Your toddler melts down at the grocery store because you put the wrong crackers in the cart. Your three-year-old refuses to share a toy and screams when another child touches it. Your four-year-old clings to your leg at drop-off and cries for twenty minutes after you leave. Whether your family is in the 11212 or 11203 zip code, these moments are universal. They are also the raw material of social-emotional development, and how your child's daycare handles them matters more than most parents realize.
Social-emotional learning is not a buzzword. It is the process through which children learn to understand their own feelings, manage their behavior, show empathy for others, build relationships, and make responsible decisions. In East Flatbush, Brooklyn, and across the surrounding neighborhoods, the daycares that actively teach these skills produce measurably different outcomes from the ones that simply supervise children through the day.
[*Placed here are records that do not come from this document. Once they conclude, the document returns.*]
PR #3355, opened 2019-04-24
DOC: initiate 4git_users document

yarikoptic:
@jbpoline has mentioned that it would have been useful to dismiss some of the
"black box" magic behind DataLad, so I took a stub a initiating such a document.
Just want to seek feedback/contributions first ;-)

### DIFF
--- a/docs/source/4git_users.rst
+++ b/docs/source/4git_users.rst
@@ -1,0 +1,108 @@
+DataLad For git/git-annex users
+*******************************
+
+Overview
+========
+
+DataLad could be considered a "thin layer" on top of ``git`` and ``git-annex``
+with the primary goal to provide a unified and simplified interface to
+manipulate git/git-annex repositories.  DataLad does neither stores any additional
+"state" information nor provides additional to `.git/objects` and
+`.git/annex/objects` "content store". So, at large, you can work with DataLad
+datasets as with any other git/git-annex repository, or you can use DataLad to work
+with regular git/git-annex repositories.  DataLad extensively relies on standard
+``git submodule`` to manage collections/hierarchies of the repositories
+(called :term:`superdataset` in DataLad terms). So you could even use
+`git submodule` commands directly.
+
+Having said all that DataLad adds and uses some additional information to git/git-annex
+repositories:
+
+- DataLad uses plain `git config` for managing configuration/settings, but in addition
+  to regular configuration file locations (such as `.git/config`) it also considers
+  `.datalad/config` which is also kept under git.
+- The main difference of DataLad :term:`dataset` from a regular git/git-annex
+  repository is that each dataset having a unique identifier (UUID) assigned and committed
+  (by `datalad create`) within `.datalad/config` (``datalad.dataset.id``).
+- DataLad's meta-data "facilities" store extracted and aggregated metadata
+  under `.datalad/metadata`.
+
+
+Commands
+========
+
+Primary difference(s) from regular git/git-annex operation is that DataLad
+
+- can operate on paths which belong to some repository other than the current
+  one. Both git and git-annex require first to ``cd`` to the target repository.
+  DataLad first figures out what repository given paths belong and then works
+  within that repository. `-d` option could be used to instruct DataLad to work
+  within specific repository.
+
+As DataLad is just a "thin layer", most of the actual "useful" work is done via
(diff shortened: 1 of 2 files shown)


docs/source/4git_users.rst
```diff
@@ -0,0 +1,108 @@
...
+
+- DataLad uses plain `git config` for managing configuration/settings, but in addition
+  to regular configuration file locations (such as `.git/config`) it also considers
+  `.datalad/config` which is also kept under git.
+- The main difference of DataLad :term:`dataset` from a regular git/git-annex
+  repository is that each dataset having a unique identifier (UUID) assigned and committed
+  (by `datalad create`) within `.datalad/config` (``datalad.dataset.id``).
+- DataLad's meta-data "facilities" store extracted and aggregated metadata
+  under `.datalad/metadata`.
+
```
mih: We do have issues when working with non-dataset repositories. Even with old datalad datasets that lack the default .gitattributes config. Stuff ends up being annexed, sometimes unintentionally and annoyingly.

docs/source/4git_users.rst
```diff
@@ -0,0 +1,108 @@
...
+~~~~~~
+
+``datalad create DS``::
+
+    mkdir DS && \
+     cd DS && \
+     git init && \
+     git annex init && \
+     mkdir .datalad && \
+     echo '* annex.backend=MD5E' > .gitattributes && \
```
mih: This is not the case for `rev-create`, more attributes are being set:

```
.
├── .datalad
│   ├── config
│   └── .gitattributes
└── .gitattributes
```

docs/source/4git_users.rst
```diff
@@ -0,0 +1,108 @@
...
+     git add .gitattributes && \
+     git commit -m '[DATALAD] Set default backend for all files to be MD5E' && \
+     git config -f .datalad/config --add datalad.dataset.id `uuid`
+     git commit -m '[DATALAD] New dataset'
```
mih: `rev-create` thankfully makes one commit only and saves a lot of runtime with it ;-)

mih:
I am not sure how far you can get with listing equivalent git/annex commands at this level of detail (and how we want to keep this information up-to-date). I would limit this to a very high-level view. `create` could be:

```
git init
git annex init
<add default configruation>
git commit
```

docs/source/4git_users.rst
yarikoptic: that is worth a note indeed, something like

DataLad `create` adds "safe-guards" in the configuration to streamline working with git-annex, e.g. to ensure that git configuration files do not get added to the annex etc.

docs/source/4git_users.rst
yarikoptic: might be worth expanding, or not... As mentioned in the opening, this document is not to provide an exhaustive list of commands we run, but more of the "high level" schematics on what we do.

docs/source/4git_users.rst
```diff
@@ -0,0 +1,103 @@
...
+
+At its core, DataLad can be considered a thin layer on top of ``git`` and
+``git-annex`` that tries to unify and simplify working with repositories.
+DataLad does not store additional state information or use a content store
+outside of ``.git/objects`` and ``.git/annex/objects``.  You can work with
+DataLad datasets as with any other git/git-annex repository, or you can use
+DataLad to work with regular git/git-annex repositories.  DataLad extensively
+relies on git's builtin ``submodule`` mechanism to manage a hierarchy of
+repositories (:term:`superdataset` in DataLad terms), so you could even use
+``git submodule`` directly.
```
kyleam: I think somewhere we should explain our use of non-absorbed submodules because anyone familiar with submodules outside of DataLad might be surprised by this, but I doubt this is the place to do that.

mih:
Closing due to inactivity.

adswa:
(FTR: I will steal some of this for the handbook FAQ where applicable -- will commit with author being @yarikoptic )

yarikoptic:
Please steal as much as possible, no need for authorship transfer ;)  On the larger note -- would indeed be really informative in the handbook to have a common thread of "Direct Git/git-annex Analog"/"Under the hood" set of brief explanations for DataLad commands on what they do.  Might better be in a separate appendix and referred to from relevant parts in the text.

What Social-Emotional Development Means for Children Under Five
Between birth and age five, children undergo the most rapid social-emotional growth of their entire lives. Zero to Three, the leading research organization for infant and toddler development, breaks this progression into stages. Babies learn who they are by how they are treated. Loving, consistent care builds the trust that becomes the foundation for every relationship that follows.
By 12 to 24 months, toddlers develop self-awareness and begin to understand that their internal experience is separate from other people's. This is the beginning of empathy. By 24 to 36 months, children experience more complex emotions like embarrassment and shame. Interactive peer play begins in earnest. Pretend play takes off, building language, thinking, and social skills as children take on roles and create their own stories.
Tantrums are a normal part of this development. Research published in the Journal of Developmental and Behavioral Pediatrics found that 87% of children between 18 and 24 months have tantrums, peaking at 91% of children aged 30 to 36 months. By ages 42 to 48 months, the rate drops to 59%. Tantrums are not bad behavior. They are what happens when a developing brain encounters emotions it does not yet have the tools to manage.
The Skills That Matter: Regulation, Empathy, Cooperation
CASEL, the Collaborative for Academic, Social, and Emotional Learning, identifies five core competencies: self-awareness, self-management, social awareness, relationship skills, and responsible decision-making. For children under five, the most critical of these are emotional regulation, empathy, and cooperation.
Emotional regulation is the ability to manage your feelings without being overwhelmed by them. For a two-year-old, this means learning to cry without hitting. For a four-year-old, it means using words to express frustration instead of throwing a toy. These are skills that develop through practice, and a quality daycare provides hundreds of practice opportunities every week.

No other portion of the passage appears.